SOGNO IBRA – “Io e Ibrahimovic “ci siamo sentiti un mese fa e una decina di giorni fa, ora basta, vediamo quello che succede. Lui sicuramente è interessato, se viene verrebbe per me e l’amicizia, ma ci sono anche altre soluzioni”. Così Sinisa Mihajlovic sulle possibilità che lo svedese approdi in rossoblù. “Comunque prima di prendere delle decisioni mi chiamerà. Non credo succederà prima del 10 dicembre, nei prossimi giorni ci sentiamo, per ora tutto è in stand by”, ha spiegato durante la conferenza stampa convocata per fare il punto sulle sue cure.

LE CONDIZIONI – “Sinisa ha sempre visto le cose in positivo e questo sia uno dei suoi lati caratteriali migliori. Si è sempre fidato ciecamente di noi e anche quando i ‘no’ gli stavano stretti, si è sempre adeguato”. Così Michele Cavo, primario dell’Ematologia del policlinico Sant’Orsola di Bologna, durante la conferenza stampa in cui si è fatto il punto sul percorso di cure di Sinisa Mihajlovic. “Abbiamo colto un sentimento di affetto trasversale che lo ha circondato e che al di là dei suoi lati caratteriali gli ha dato forza”, ha aggiunto. Poi, entrando nello specifico del percorso: “Eravamo consapevoli di muoverci in un ambito estremamente complesso, in una strada tortuosa nella quale avremmo potuto avere delle complicanze. La cautela era legata a un caso clinico complesso che doveva essere affrontato con grande professionalità. Il primo ciclo è durato trenta giorni, il secondo più breve. Il risultato ottenuto dopo il primo ciclo è stato molto positivo”.

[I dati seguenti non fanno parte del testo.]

PR #108, opened 2017-07-31
FilterPipeline now returns the DataContainerArray after execution

mmarineBlueQuartz:
Running a pipeline now returns the DataContainerArray as a std::shared_ptr as it was at the end of execution.  Doing so allows the results to be returned in a way that DREAM3D plugins can more easily use without the need to save to and read from a file every time a pipeline is run.

### DIFF
--- a/Source/SIMPLib/Common/FilterPipeline.cpp
+++ b/Source/SIMPLib/Common/FilterPipeline.cpp
@@ -290,10 +290,12 @@ void FilterPipeline::cancelPipeline()
 // -----------------------------------------------------------------------------
 //
 // -----------------------------------------------------------------------------
-void FilterPipeline::run()
+DataContainerArray::Pointer FilterPipeline::run()
 {
-  execute();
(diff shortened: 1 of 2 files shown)


Source/SIMPLib/Common/FilterPipeline.cpp
```diff
@@ -589,6 +591,8 @@ void FilterPipeline::execute()
 
   PipelineMessage completMessage("", "Pipeline Complete", 0, PipelineMessage::MessageType::StatusMessage, -1);
```
imikejackson: I think you want "completeMessage" as your variable name?

imikejackson:
Does this disrupt DREAM.3D in anyway?

mmarineBlueQuartz:
execute() and run() now return a DataContainerArray::Pointer instead of void.  Other than fixing a variable name, that's all I did.  It's compiled for me for days, and I've used DREAM3D to make pipelines without removing these changes.

PR #134, opened 2017-10-12
Fixed Enable Filter action and Disable button inconsistency

mmarineBlueQuartz:
SVPipelineFilterWidget updates the disable button when its state is changed to Disable or Ready.  Clicking the disable button also causes a preflight in order to update the DataContainerArray passed into other filters.


imikejackson:
I also had this change somewhere but we will pull yours in and fix the conflicts on the next merge/pull request.

PR #139, opened 2017-10-17
Feature/190 read hdf5 file simple

joeykleingers:
Adds ReadHDF5Dataset filter, which reads an HDF5 dataset into DREAM.3D.


Source/SVWidgetsLib/FilterParameterWidgets/ImportHDF5DatasetWidget.cpp
```diff
@@ -0,0 +1,675 @@
...
+
+  if(m_Filter != nullptr)
+  {
+    QString dsetPath = m_Filter->getDatasetPath();
+    dsetPathLE->setText(dsetPath);
+
+    QString hdf5FilePath = m_Filter->getHDF5FilePath();
+    if(hdf5FilePath.isEmpty() == false)
+    {
+      value->setText(hdf5FilePath);
```
imikejackson, line 173: What happens if the file does not exist? There needs to be a check to ensure there is a file at the location in the hdf5FilePath variable.

Just drop the filter into a pipeline. it will crash.

Source/SVWidgetsLib/FilterParameterWidgets/ImportHDF5DatasetWidget.cpp
```diff
@@ -0,0 +1,675 @@
...
+      value->show();
+      initWithFile(hdf5FilePath);
+    }
+
```
imikejackson: The code does not return if there was an issue loading up the HDF5 file it will keep going.

Source/SVWidgetsLib/FilterParameterWidgets/ImportHDF5DatasetWidget.cpp
```diff
@@ -0,0 +1,675 @@
...
+    // Automatically expand HDF groups in the viewer
+    QStringList dsetTokens = dsetPath.split("/", QString::SkipEmptyParts);
+    ImportHDF5TreeModel* treeModel = dynamic_cast<ImportHDF5TreeModel*>(hdfTreeView->model());
+    QModelIndex parentIdx = treeModel->index(0, 0);
```
imikejackson: And dies here because the model was not set to ImportHDF5TreeModel treeModel will be a nullptr.

imikejackson:
The license block needs to be updated at the head of each of the files:

/* ============================================================================
 * Copyright (c) 2017 BlueQuartz Softwae, LLC
 * All rights reserved.
 *
 * Redistribution and use in source and binary forms, with or without modification,
 * are permitted provided that the following conditions are met:
 *
 * Redistributions of source code must retain the above copyright notice, this
 * list of conditions and the following disclaimer.
 *
 * Redistributions in binary form must reproduce the above copyright notice, this
 * list of conditions and the following disclaimer in the documentation and/or
 * other materials provided with the distribution.
 *
 * Neither the names of any of the BlueQuartz Software contributors
 * may be used to endorse or promote products derived from this software without
 * specific prior written permission.
 *
 * THIS SOFTWARE IS PROVIDED BY THE COPYRIGHT HOLDERS AND CONTRIBUTORS "AS IS"
 * AND ANY EXPRESS OR IMPLIED WARRANTIES, INCLUDING, BUT NOT LIMITED TO, THE
 * IMPLIED WARRANTIES OF MERCHANTABILITY AND FITNESS FOR A PARTICULAR PURPOSE ARE
 * DISCLAIMED. IN NO EVENT SHALL THE COPYRIGHT HOLDER OR CONTRIBUTORS BE LIABLE
 * FOR ANY DIRECT, INDIRECT, INCIDENTAL, SPECIAL, EXEMPLARY, OR CONSEQUENTIAL
 * DAMAGES (INCLUDING, BUT NOT LIMITED TO, PROCUREMENT OF SUBSTITUTE GOODS OR
 * SERVICES; LOSS OF USE, DATA, OR PROFITS; OR BUSINESS INTERRUPTION) HOWEVER
 * CAUSED AND ON ANY THEORY OF LIABILITY, WHETHER IN CONTRACT, STRICT LIABILITY,
 * OR TORT (INCLUDING NEGLIGENCE OR OTHERWISE) ARISING IN ANY WAY OUT OF THE
 * USE OF THIS SOFTWARE, EVEN IF ADVISED OF THE POSSIBILITY OF SUCH DAMAGE.
 *
 *
 * ~~~~~~~~~~~~~~~~~~~~~~~~~~~~~~~~~~~~~~~~~~~~~~~~~~~~~~~~~~~~~~~~~~~~~~~~~~ */

imikejackson:
Also be sure the include guards match the name of the header file as best as possible. 

ImportHDF5Dataset has an include guard of _readhdf5file_h_. This will prevent collisions in the future.

PR #151, opened 2017-11-24
Create a Pipeline Summary filter.

joeykleingers:


imikejackson:
The top level license comment should be changed to remove the contract numbers and substitute the most current contract number: FA8650-15-D-5231

PR #226, opened 2018-07-20
Feature/import multiple hdf5 datasets

imikejackson:


imikejackson:
We should be able to guess the component dimensions based on the dims from the file and the Geometry Dims.

imikejackson:
The widget needs to be styled a bit without messing up the Dock tabs so we may need a subclass + CSS styling.

PR #244, opened 2018-09-25
Fixes assert in setTuple in DataArray.hpp

JDuffeyBQ:


imikejackson:
Did you verify this fix is correct with a unit test? Was this code ever tested using a unit test?

JDuffeyBQ:
There wasn't a test in DataArrayTest for setTuple, but I've added one now. Also the change is the same as in commit cc32cdfd96cae725635db2484a41da9ae38c94d4, but that change was only applied to one version of the overloaded function. Without it, the last tuple can't be set without the assert firing.

Issue #253, opened 2018-10-12
Import ASCII Data Import Wizard resets data types when "Start Import at Row" is changed


imikejackson:
Create the "Import ASCII Data" filter. Select a text file to import. Select the delimiter on the first page, then on the second page of the wizard start changing the import data types from the default of "double" to something else. NOW change the "Start Import At Row" value. The import types reset to double. This probably should not happen.

PR #254, opened 2018-10-12
Import ASCII Data Import Wizard resets data types when "Start Import at Row" is changed. #253

joeykleingers:
Fixing bug where changing "Start Import at Row" resets the data types in the Import ASCII Data wizard.


imikejackson:
@joeykleingers what is the difference between clear and clearContents?

joeykleingers:
Clear clears everything, including the data types for each column, row and column headers, and column errors.  ClearContents just clears the contents of the table.  I modeled it after QTableWidget, which also has clear() and clearContents() functions.

joeykleingers:
Since changing the "Start Import at Row" value only changes which content is being shown, we only need to clear the contents instead of everything.

PR #257, opened 2018-10-30
Create more verbose error message if parsing Json Pipeline fails.

imikejackson:


mmarineBlueQuartz (changes requested):
createErrorMessages should have a default in switch(parseError.error).  You might have hit all the current values, but if more are added in later versions (or, more likely, someone assigns an invalid value to this public variable), this will not catch them.  In general, switch statements should contain a default for these reasons.  Being a public variable, parseError.error would be easy to accidentally assign a different value, which is even less secure as it is not a C++11 enum.  parseError.error could contain any integer value.

QJsonParseError parseError in createErrorMessage should be a const QJsonParseError& or const QJsonParseError unless it needs to be changed within the method.

The formatting within said switch statement is also irregular.  Either have new lines before every break, or do not have them at all.  Not having them would probably be preferable.

imikejackson:
Thanks for the feedback. All corrections have been pushed.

“La prima definizione – ha proseguito Cavo – è quella di remissione completa. Di quello che è avvenuto dopo il trapianto non so ancora dire, è ancora troppo precoce. Sinisa mi ha chiesto di chiudere un cerchio aperto da quattro mesi. Dal suo punto di vista è legittimo farlo, dal nostro punto di vista – ha sottolineato – il cerchio non è ancora chiuso perché siamo ancora in una fase estremamente precoce e abbiamo bisogno ancora di tempo per cercare la risposta ottenuta, le possibili complicanze. Ma siamo felici di averlo restituito in questa ottima forma a tutta la comunità, sportiva e non”.